Methods: CBF measurements were obtained from 17
seronegative controls and 18 HIV+ subjects at 3 Tesla (General
Electric) scanner using ASL-MRI. Subjects were further subdivided into either
older (> 50 years old (yo)) or younger (< 35 yo) subgroups. cerebral
blood flow were recorded for a resting condition and a functional paradigm
consisting of a checkerboard stimulus flashing at 8Hz. A manually drawn visual
cortex region-of-interest was chosen based on previous MRI aging studies. An
analysis of variance (ANOVA) was performed that assessed the effects of age,
HIV serostatus, and their interaction on both resting and functional cerebral
blood flow changes with subsequent paired t tests utilized.

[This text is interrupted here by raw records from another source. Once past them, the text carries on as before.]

PR #109, opened 2023-08-31
MAINT: Add pytest to requirements

DavidFair:
### Description:
This will allow us to write against pytest instead of nose going forwards, so we have less to convert in the long-run


DavidFair:
Closing for smaller PRs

Results: HIV+ subjects were predominantly
male (56%); were taking ART (78%); and had undetectable viral loads (72%). The
breakdown of groups consisted of 9 younger seronegative controls (mean 27 years
old), 8 older seronegative controls (mean 54 years), 10 younger HIV+
(mean 27 years), and 8 older HIV+ (mean 55 years). An ANOVA revealed
that both age (p = 0.03) and HIV+ status (p = 0.04) affected
baseline cerebral blood flow. Subsequent paired t test comparisons
demonstrated that older HIV+ subjects had a greater decline in
baseline cerebral blood flow than either younger seronegative controls (p
= 0.02) or older seronegative controls (p = 0.04). An ANOVA also
revealed an effect of age (p = 0.03) on functional cerebral blood flow changes.
Older HIV+ subjects also had greater functional cerebral blood flow
changes than any other all group (p = 0.01) on paired t test
comparisons. There was no correlation between nadir CD4, current CD4, or HIV
RNA levels and cerebral blood flow measures within HIV+ subjects.
Conclusions: There may be an additive effect aging and HIV on
brain function with the greatest changes in cerebral blood flow occurring
within older HIV+ subjects. Observed differences do not correlate
with existing markers of HIV disease and could reflect ongoing inflammation and
oxidative stress that continue to occur despite relatively good virologic
control by ART. Cerebral blood flow measurements may therefore act as a
non-invasive surrogate biomarker for assessing effects of HIV in the aging
brain.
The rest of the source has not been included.